Your task -
Please retype, unchanged, each line from the top of the material below through the line where "We currently have" appears.

Input -
PR #813, opened 2021-05-12
Sierpinski's Triangle example

aaronayres35:
This PR introduces a new example for visualizing Sierpinski's Triangle.

We currently have a kiva tutorial and maybe eventually it could be useful to turn this into a comparable enable tutorial?  It will need to be cleaned up first. 

~Some things of note: Sierpinski's Triangle can be coded in a cleaner way (and this can be down with enabl/kiva) where you have a draw triangle method and a midpoint method where basically you draw a triangle and then another one using the midpoints of the original as vertices for the next, and then use the midpoints of each of the 3 resulting triangles to draw 3 more and so on.~

~I was trying to make use of `draw_marker_at_points` here (initially) and so was explicitly calculating the marker locations relative to a previous marker location.  I ultimately could not use `draw_marker_at_points` because I realized the kiva `INVERTED_TRIANGLE_MARKER` was not drawing how I expected based on the `_add_to_path` method for the corresponding enable marker.  It did not appear to be drawing equilateral triangles, and they were shifted slightly.  Because it was more obvious to see exactly how the path was being drawn via the `_add_to_path` method I simply used `draw_path_at_points` (it is more generally available IIRC across backends anyway).~

~As a part of this motivation to use  `draw_path_at_points` in my recursive method to find where to draw triangles, rather than drawing them in that method (which is what I had originally done), I instead stored the locations / sizes in a `point_contexts` dictionary (naming things is hard and the current naming in this PR is very ugly).  The number of triangles to draw increases by a power of 3 every iteration, so this way we can make `self.iterations` calls to  `draw_path_at_points` rather than once call for every 3 drawn triangles.~

~There are still improvements I want to make, the biggest one being adding zoom which I am not exactly sure how to do currently...~


jwiggins (commented):
Thanks for the example. Sierpinski's triangle is one of my favorite fractals.

I feel like this could be done without a marker object, but I'm still sore about #390 and #716. I think you've basically got the math already for drawing a triangle of arbitrary scale given a center point. You can still minimize draw calls by recursively building a path object and then drawing it in one call.

(don't forget to flake this before merging)

aaronayres35:
@jwiggins thank you for the review!

enable/examples/demo/enable/sierpinski.py
```diff
@@ -0,0 +1,146 @@
...
+    bounds_trait, Component, ComponentEditor, Inverted_TriangleMarker
+)
+
+
+m = Inverted_TriangleMarker()
+
+
+class SierpinskiTriangle(Component):
+
+    base_width = Int(500)
```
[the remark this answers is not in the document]
aaronayres35: I had originally been thinking to do that but I might hold off and do it as a later improvement in a future PR

enable/examples/demo/enable/sierpinski_zoom.py
```diff
@@ -0,0 +1,207 @@
...
+        self.viewport = Viewport(
+            component=canvas, enable_zoom=True, stay_inside=True
+        )
+        self.viewport.view_position = [0, 0]
+        self.viewport.view_bounds = [
+            self.base_width, self.base_width*(SQRT3/2)
+        ]
+        self.viewport.tools.append(
+            ViewportPanTool(self.viewport, drag_button="right")
+        )
```
aaronayres35: `Viewport` is very strange... It has a `zoom_tool` trait so zoom is handled differently from other tools, eg `ViewportPanTool`.  Additionally, with this line:
https://github.com/enthought/enable/blob/7f3231d14d118b7a7966af0cd4f0c257340569b9/enable/viewport.py#L97-L98
we create a `ViewportZoomTool` instance by default if `enable_zoom` is True, passing in `self` (the viewport) as the component.  That is all fine and good, but I was struggling to see how I could pass in a zoom_tool other than this... If I want to pass in my own zoom tool when instantiation a viewport, eg:
```
my_zoom_tool = ViewportZoomTool(...)
my_viewport = Viewport(..., zoom_tool=my_zoom_tool)
```
I was running into a chicken and egg scenario as I needed the `my_viewport` instance to pass in as the component for the `ViewportZoomTool`, but it isn't defined when I define `my_zoom_tool`.  If I try to switch the order:
```
my_viewport = Viewport(..., zoom_tool=my_zoom_tool)
my_zoom_tool = ViewportZoomTool(...)
```
Then the above line gets run so I end up using the default zoom tool, not `my_zoom_tool`.  Thus I resorted to just setting the trait I wanted to change on the default zoom tool that got created, rather than trying to instantiate my own.
This all works as I want it to.  However, I do not understand when a user would want / be able to set the `zoom_tool` trait.  Maybe if the `ViewportZoomTool` was working with a second `Viewport` or something?
However, as far as I understand these are always with a `Canvas` (that very well may not actually be true, but there isn't documentation on this / there aren't many examples) , and `Canvas` has the comment:
https://github.com/enthought/enable/blob/7f3231d14d118b7a7966af0cd4f0c257340569b9/enable/canvas.py#L34-L35
so that doesn't seem possible either.


Additionally, `ViewportZoomTool` has traits `max_zoom` / `min_zoom`, but its base class `BaseZoomTool` has traits `max_zoom_in_factor` and `min_zoom_in_factor` which appear to have the same purpose.  

There are still many things about `Viewport` and `ViewportZoomTool` I do not fully understand / I was unable to get to work how I expected.  e.g. the `{horizontal/vertical}_anchor` traits, `stay_inside` / `view_bounds`.


In any case, this example effectively works as I want it to.  Perhaps I should open some issues about these things / an issue about adding documentation on how to use zoom in enable generally.  I imagine enable zoom is a pretty niche thing as chaco handles zoom on its own, but even so.

enable/examples/demo/enable/sierpinski_zoom.py
```diff
@@ -0,0 +1,204 @@
...
+        canvas.overlays.append(self.triangle)
+
+        self.viewport = Viewport(
+            component=canvas, enable_zoom=True, stay_inside=True
+        )
+        self.viewport.zoom_tool.min_zoom = 1.0
+        self.viewport.tools.append(
+            ViewportPanTool(self.viewport, drag_button="right")
+        )
```
aaronayres35, line 164: `Viewport` is very strange... It has a `zoom_tool` trait so zoom is handled differently from other tools, eg `ViewportPanTool`.  Additionally, with this line:
https://github.com/enthought/enable/blob/7f3231d14d118b7a7966af0cd4f0c257340569b9/enable/viewport.py#L97-L98
we create a `ViewportZoomTool` instance by default if `enable_zoom` is True, passing in `self` (the viewport) as the component.  That is all fine and good, but I was struggling to see how I could pass in a zoom_tool other than this... If I want to pass in my own zoom tool when instantiation a viewport, eg:
```
my_zoom_tool = ViewportZoomTool(...)
my_viewport = Viewport(..., zoom_tool=my_zoom_tool)
```
I was running into a chicken and egg scenario as I needed the `my_viewport` instance to pass in as the component for the `ViewportZoomTool`, but it isn't defined when I define `my_zoom_tool`.  If I try to switch the order:
```
my_viewport = Viewport(..., zoom_tool=my_zoom_tool)
my_zoom_tool = ViewportZoomTool(...)
```
Then the above line gets run so I end up using the default zoom tool, not `my_zoom_tool`.  Thus I resorted to just setting the trait I wanted to change on the default zoom tool that got created, rather than trying to instantiate my own.
This all works as I want it to.  However, I do not understand when a user would want / be able to set the `zoom_tool` trait.  Maybe if the `ViewportZoomTool` was working with a second `Viewport` or something?
However, as far as I understand these are always with a `Canvas` (that very well may not actually be true, but there isn't documentation on this / there aren't many examples) , and `Canvas` has the comment:
https://github.com/enthought/enable/blob/7f3231d14d118b7a7966af0cd4f0c257340569b9/enable/canvas.py#L34-L35
so that doesn't seem possible either.


Additionally, `ViewportZoomTool` has traits `max_zoom` / `min_zoom`, but its base class `BaseZoomTool` has traits `max_zoom_in_factor` and `min_zoom_in_factor` which appear to have the same purpose.  

There are still many things about `Viewport` and `ViewportZoomTool` I do not fully understand / I was unable to get to work how I expected.  e.g. the `{horizontal/vertical}_anchor` traits, `stay_inside` / `view_bounds`.


In any case, this example effectively works as I want it to.  Perhaps I should open some issues about these things / an issue about adding documentation on how to use zoom in enable generally.  I imagine enable zoom is a pretty niche thing as chaco handles zoom on its own, but even so.

aaronayres35:
I've removed the WIP label from this PR.  I think there are certainly still improvements that can be made, but I think I will leave them for follow up PRs now.

enable/examples/demo/enable/sierpinski_zoom.py
```diff
@@ -0,0 +1,203 @@
...
+            iterations=self.iterations,
+            max_iters=self.max_iters,
+            base_width=self.base_width,
+        )
+        canvas.overlays.append(self.triangle)
+
+        self.viewport = Viewport(
+            component=canvas, enable_zoom=True, stay_inside=True
+        )
+        self.viewport.zoom_tool.min_zoom = 1.0
```
aaronayres35, line 161: this works as I want it to initially (eg when base_width is 500), in that you can not zoom out passed when you see the full triangle.  However, if base_width is changed to 1000 for example now you can not zoom out enough.  

I want to only be able to zoom out as far as bounds.  I have had trouble understanding / getting things to work with the `stay_inside` trait, `view_bounds`, etc.

aaronayres35:
@jwiggins no rush at all, but if you do have a chance to take another look at this PR I would greatly appreciate your feedback!

enable/examples/demo/enable/sierpinski_zoom.py
jwiggins: Not sure how much I can help. I have basically no experience with `Viewport`.

enable/examples/demo/enable/sierpinski_zoom.py
```diff
@@ -0,0 +1,203 @@
...
+        canvas = Canvas(draw_axes=True, bgcolor="gray")
+        self.triangle = SierpinskiTriangle(
+            canvas,
+            position=[0.0, 0.0],
+            bounds=[self.base_width, self.base_width*(SQRT3/2)],
+            iterations=self.iterations,
+            max_iters=self.max_iters,
+            base_width=self.base_width,
+        )
+        canvas.overlays.append(self.triangle)
```
jwiggins, line 156: Is this a `Canvas` thing to use `overlays`? Is there no "main layer"?

enable/examples/demo/enable/sierpinski_zoom.py
```diff
@@ -0,0 +1,203 @@
...
+        gc.begin_path()
+        path = gc.get_empty_path()
+
+        if self.iterations >= 1:
+            with gc:
+                self.add_triangle_to_path(
+                    path,
+                    (self.base_width/4, (self.base_width/4)*SQRT3),
+                    self.base_width/2
+                )
```
jwiggins, line 59: Why use `with gc` at this level? You don't appear to be modifying the state.

enable/examples/demo/enable/sierpinski_zoom.py
```diff
@@ -0,0 +1,203 @@
...
+        """ Recursive method to determine size and location of triangles to
+        add to input path object, based on the current iteration n.
+
+        This method recursively adds to the path object which can be drawn upon
+        completion of the full recursive call.
+        """
+        size = self.base_width/4 * (1/2)**(n - 1)
+        if n == self.iterations:
+            return
+        else:
```
jwiggins, line 79: The `else` isn't strictly necessary here.

enable/examples/demo/enable/sierpinski_zoom.py
jwiggins: Yeah.. I'm not entirely sure what use case this stuff was initially built for but it likely doesn't exist anymore. The quirks are the interface at this point, unfortunately.

enable/examples/demo/enable/sierpinski_zoom.py
```diff
@@ -0,0 +1,203 @@
...
+            viewport_component=self.viewport,
+            always_show_sb=True,
+            continuous_drag_update=True,
+        )
+        return scrolled
+
+    @observe("base_width")
+    def _update_base_width(self, event):
+        self.triangle.bounds = [self.base_width, self.base_width*(SQRT3/2)]
+        self.triangle.base_width = event.new
```
jwiggins, line 179: It reads a little weird to mix `self.base_width` and `event.new` in these two lines

jwiggins (approved):
This is good enough as is to merge now. If you're looking for follow-up work to do, I would consider caching the path which is generated so that you don't have to do the expensive recursive call for every draw. Performance gets really sluggish if you zoom in and crank the iterations up.

enable/examples/demo/enable/sierpinski_zoom.py
aaronayres35: Ah you are right, this just didn't get thrown out when I updated the code.  Previously it had modified state.

aaronayres35:
@jwiggins thank you for the reviews!

enable/examples/demo/enable/sierpinski_zoom.py
aaronayres35: No worries.
I am curious if this (viewport, canvas, etc.) gets much (_any_) use out the wild

enable/examples/demo/enable/sierpinski_zoom.py
aaronayres35: Ah good point this is not necessary. I had struggled to get things working and just followed one of the examples.  I believe it is working now with `SierpinskiTriangle` subclassing `Component` not `AbstractOverlay`, and just calling `canvas.add` here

Task result -
PR #813, opened 2021-05-12
Sierpinski's Triangle example

aaronayres35:
This PR introduces a new example for visualizing Sierpinski's Triangle.

We currently have a kiva tutorial and maybe eventually it could be useful to turn this into a comparable enable tutorial?  It will need to be cleaned up first. 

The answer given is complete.